The question can be answered in two ways:

  1. From the ECMscript specification:
    1. The first thing I’m going to do is assign the expression on the left-hand side tolref, like this:lref = foo.x
    2. And then I’m going to take the right-hand side of the assignment expression, and I’m going to assign it torref(Not counting at this point), like this:rref = (foo = {n: 2})

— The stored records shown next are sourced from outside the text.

PR #710, opened 2023-08-02
Negative water evaporation bug draft

### LINKED ISSUE #643: Negative `water_evaporated` values
## Expected Behavior
The amount of evaporation from a field on a single day should be lower bounded at 0.

## Current Behavior

The evaporation from the field is sometimes a negative amount, which is physically impossible.

## Possible Solution

Find where evaporation from the field is calculated, and lower bound it at 0.

## Steps to Reproduce

1. Run `python main.py input/ARL.json`
2. Look for the variable with the name `"field:'field_1'.water_evaporated"`, and look through the values present. There are a fair number of negative ones.
3.
4.

matthew7838:
### Summary
This small PR is to find out what causing the negative water_evporation value in the output and fix it. This will solve issue #643.

### Changes

- In `field.py`, `_determine_potential_evapotranspiration` will now set a minimum return value to 0.0 if `avg_air_temp` was too small.
- A few changes to condition statements in `evaporation.py`.
### Notes
These values might need to be re-evaluated again by science experts.

### DIFF
--- a/SC_redesign/Crop_and_Soil/crop/water_uptake.py
+++ b/SC_redesign/Crop_and_Soil/crop/water_uptake.py
@@ -196,7 +196,7 @@ class WaterUptake:
     @staticmethod
     def _adjust_water_uptakes(potential_uptakes: List[float], unmet_demands: List[float],
                               uptake_compensation: float) -> List[float]:
-        """adjusts the potential water uptakes from each layer based by drawing from deeper layers when possible.
+        """Adjusts the potential water uptakes for each layer based on drawing from deeper layers when possible.
 
         References
         ----------
--- a/SC_redesign/Crop_and_Soil/crop/water_uptake.py
+++ b/SC_redesign/Crop_and_Soil/crop/water_uptake.py
@@ -196,7 +196,7 @@ class WaterUptake:
     @staticmethod
     def _adjust_water_uptakes(potential_uptakes: List[float], unmet_demands: List[float],
                               uptake_compensation: float) -> List[float]:
-        """adjusts the potential water uptakes from each layer based by drawing from deeper layeres when possible.
+        """adjusts the potential water uptakes from each layer based by drawing from deeper layers when possible.
 
         References
         ----------
--- a/SC_redesign/Crop_and_Soil/field/field.py
+++ b/SC_redesign/Crop_and_Soil/field/field.py
@@ -1113,8 +1113,10 @@ class Field:
         for crop in self.crops:
             amount_evaporated = crop.water_dynamics.evaporate_from_canopy(remaining_evapotranspirative_demand)
             remaining_evapotranspirative_demand -= amount_evaporated
-            if remaining_evapotranspirative_demand == 0.0:
+            if remaining_evapotranspirative_demand - amount_evaporated <= 0.0:
                 break
+            else:
+                remaining_evapotranspirative_demand -= amount_evaporated
         return remaining_evapotranspirative_demand
 
     def _determine_total_above_ground_biomass(self) -> float:
--- a/SC_redesign/Crop_and_Soil/field/field.py
+++ b/SC_redesign/Crop_and_Soil/field/field.py
@@ -1153,20 +1153,22 @@ class Field:
         Notes
         -----
         This method calculates the evapotranspirative demand for the entire field on any given day using the Hargreaves
-        method.This method will also cap the minimum to zero if negative average values were inputted, which causes
-        nonsense negative evapotranspirative demand.
+        method.This method lower-bounds the potential evapotranspiration at 0.0 mm.
         """
-        if max_air_temp - min_air_temp < 0:
-            raise Exception
         if avg_air_temp is None:
             calculated_avg_air_temp = (max_air_temp + min_air_temp) / 2
             latent_heat_vaporization = Field._determine_latent_heat_vaporization(calculated_avg_air_temp)
-            return max(0, (0.0023 * extra_terrestrial_radiation * ((max_air_temp - min_air_temp) ** (-0.5))
-                           * (calculated_avg_air_temp + 17.8)) / latent_heat_vaporization)
+            potential_evapotranspiration = (0.0023 *
+                                            extra_terrestrial_radiation * ((max_air_temp - min_air_temp) ** (-0.5))
+                                            * (calculated_avg_air_temp + 17.8)) / latent_heat_vaporization
+            return max(0, potential_evapotranspiration)
+
         else:
             latent_heat_vaporization = Field._determine_latent_heat_vaporization(avg_air_temp)
-            return max(0, (0.0023 * extra_terrestrial_radiation * ((max_air_temp - min_air_temp) ** (-0.5))
-                           * (avg_air_temp + 17.8)) / latent_heat_vaporization)
+            potential_evapotranspiration = (0.0023 *
+                                            extra_terrestrial_radiation * ((max_air_temp - min_air_temp) ** (-0.5))
+                                            * (avg_air_temp + 17.8)) / latent_heat_vaporization
+            return max(0, potential_evapotranspiration)
 
     @staticmethod
     def _determine_latent_heat_vaporization(avg_air_temp: float) -> float:
--- a/SC_redesign/Crop_and_Soil/field/field.py
+++ b/SC_redesign/Crop_and_Soil/field/field.py
@@ -1153,18 +1153,20 @@ class Field:
         Notes
         -----
         This method calculates the evapotranspirative demand for the entire field on any given day using the Hargreaves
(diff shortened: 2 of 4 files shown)


SC_redesign/Crop_and_Soil/crop/water_uptake.py
```diff
@@ -196,7 +196,7 @@ def _correct_layer_for_efficiency(potential_uptake: float, available_water: floa
     @staticmethod
     def _adjust_water_uptakes(potential_uptakes: List[float], unmet_demands: List[float],
                               uptake_compensation: float) -> List[float]:
-        """adjusts the potential water uptakes from each layer based by drawing from deeper layeres when possible.
+        """adjusts the potential water uptakes from each layer based by drawing from deeper layers when possible.
```
Isgotkowitz:
```suggestion
        """Adjusts the potential water uptakes from each layer based by drawing from deeper layers when possible.
```

SC_redesign/Crop_and_Soil/field/field.py
```diff
@@ -1153,18 +1153,20 @@ def _determine_potential_evapotranspiration(extra_terrestrial_radiation: float,
         Notes
         -----
         This method calculates the evapotranspirative demand for the entire field on any given day using the Hargreaves
-        method.
-
+        method.This method will also cap the minimum to zero if negative average values were inputted, which causes
+        nonsense negative evapotranspirative demand.
```
```suggestion
        method. This method lower-bounds the potential evapotranspiration at 0.0 mm.
```

SC_redesign/Crop_and_Soil/field/field.py
```diff
@@ -1153,18 +1153,20 @@ def _determine_potential_evapotranspiration(extra_terrestrial_radiation: float,
...
         """
+        if max_air_temp - min_air_temp < 0:
+            raise Exception
```
Isgotkowitz: This should either have a much more descriptive error raised, or it should be removed. If there is a problem with the weather data it should be caught and dealt with at a much higher level than the `Field` module, but on the other hand, if having invalid min and max air temps will really wreck the result of this function then its a good idea to check them.

SC_redesign/Crop_and_Soil/field/field.py
```diff
@@ -1153,18 +1153,20 @@ def _determine_potential_evapotranspiration(extra_terrestrial_radiation: float,
...
         if avg_air_temp is None:
             calculated_avg_air_temp = (max_air_temp + min_air_temp) / 2
             latent_heat_vaporization = Field._determine_latent_heat_vaporization(calculated_avg_air_temp)
-            return (0.0023 * extra_terrestrial_radiation * ((max_air_temp - min_air_temp) ** (-0.5))
-                    * (calculated_avg_air_temp + 17.8)) / latent_heat_vaporization
+            return max(0, (0.0023 * extra_terrestrial_radiation * ((max_air_temp - min_air_temp) ** (-0.5))
+                           * (calculated_avg_air_temp + 17.8)) / latent_heat_vaporization)
```
```suggestion
            potential_evapotranspiration = (0.0023 * extra_terrestrial_radiation * ((max_air_temp - min_air_temp) ** (-0.5))
                           * (calculated_avg_air_temp + 17.8)) / latent_heat_vaporization
            return max(0, potential_evapotranspiration)
```
I think this would improve readability.

SC_redesign/Crop_and_Soil/field/field.py
```diff
@@ -1153,18 +1153,20 @@ def _determine_potential_evapotranspiration(extra_terrestrial_radiation: float,
...
         else:
             latent_heat_vaporization = Field._determine_latent_heat_vaporization(avg_air_temp)
-            return (0.0023 * extra_terrestrial_radiation * ((max_air_temp - min_air_temp) ** (-0.5))
-                    * (avg_air_temp + 17.8)) / latent_heat_vaporization
+            return max(0, (0.0023 * extra_terrestrial_radiation * ((max_air_temp - min_air_temp) ** (-0.5))
+                           * (avg_air_temp + 17.8)) / latent_heat_vaporization)
```
Isgotkowitz: Same as above

SC_redesign/Crop_and_Soil/field/field.py
```diff
@@ -1153,18 +1153,20 @@ def _determine_potential_evapotranspiration(extra_terrestrial_radiation: float,
...
         -----
         This method calculates the evapotranspirative demand for the entire field on any given day using the Hargreaves
-        method.
-
+        method.This method will also cap the minimum to zero if negative average values were inputted, which causes
+        nonsense negative evapotranspirative demand.
         """
+        if max_air_temp - min_air_temp < 0:
+            raise Exception
         if avg_air_temp is None:
```
Isgotkowitz, line 1158: Is the lower bounding in this function tested?

Isgotkowitz (changes requested):
Nice fix Matthew. Requested changes on some docstrings, and also want to make sure that changes are being properly tested.

SC_redesign/Crop_and_Soil/crop/water_uptake.py
ew3361zh: This sentence is still a little confusingly worded. I think it's something in the "...from each layer based by drawing from..." construction. 

```suggestion
        """Adjusts the potential water uptakes from each layer by drawing from deeper layers when possible.
```

Are there multiple potential water uptakes for each layer?

SC_redesign/Crop_and_Soil/field/field.py
```diff
@@ -1153,18 +1153,20 @@ def _determine_potential_evapotranspiration(extra_terrestrial_radiation: float,
         Notes
         -----
         This method calculates the evapotranspirative demand for the entire field on any given day using the Hargreaves
-        method.
-
+        method.This method will also cap the minimum to zero if negative average values were inputted, which causes
+        nonsense negative evapotranspirative demand.
         """
+        if max_air_temp - min_air_temp < 0:
```
ew3361zh: With the check on avg_air_temp below being None, is it worth doing a similar check on these two? I guess at least you can do something to address avg_air_temp  is None whereas there's not as easy a solution for either of these being None.

SC_redesign/Crop_and_Soil/field/field.py
ew3361zh: I think testing should be appropriately expanded to show any potentially negative water evaporation is caught now.

ew3361zh (commented):
Looks good! Added a few comments, I agree with the changes requested from Ed and will approve once everything's addressed.

SC_redesign/Crop_and_Soil/crop/water_uptake.py
matthew7838: Honestly, I'm not sure either. I did not write that, let me look into it.

SC_redesign/Crop_and_Soil/field/field.py
matthew7838: Thanks.

SC_redesign/Crop_and_Soil/field/field.py
matthew7838: Sorry, this is just used to find the bugs, there's no actual use, so I'll delete it. Good catch.

SC_redesign/Crop_and_Soil/field/field.py
matthew7838: Good suggestion.

SC_redesign/Crop_and_Soil/field/field.py
matthew7838: Good suggestion.

SC_redesign/Crop_and_Soil/field/field.py
matthew7838: I think that the validation of min and max temperature will be something checked on a higher level when dealing with input files. There's not much to do with these value's sanity checks in this scope.

SC_redesign/Crop_and_Soil/crop/water_uptake.py
matthew7838: Now I looked into it. No, there's only 1 uptake for each layer.

SC_redesign/Crop_and_Soil/field/field.py
```diff
@@ -1153,18 +1153,22 @@ def _determine_potential_evapotranspiration(extra_terrestrial_radiation: float,
         Notes
         -----
         This method calculates the evapotranspirative demand for the entire field on any given day using the Hargreaves
-        method.
-
+        method.This method lower-bounds the potential evapotranspiration at 0.0 mm.
```
```suggestion
        method. This method lower-bounds the potential evapotranspiration at 0.0 mm.
```

Isgotkowitz (approved):
Looks good, thanks for making those changes Matthew

ew3361zh (approved):
LGTM!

    3. Then throughGetValue(rref)Gets the result of the assignment to the right-hand side of the expressionrval, like this:rval = {n: 2} = (foo = {n: 2})
    4. Then use thePutValueMethods,rvalAssigns the result of thelref
    5. The last returnrval, the first assignment expression ends.
    6. Then, starting from the first step, the second assignment expression is opened.
  2. Use operator priority:
The operator priority
. 20
= 3

Member access. Has a higher priority than assignment, and the member access expression is assigned first.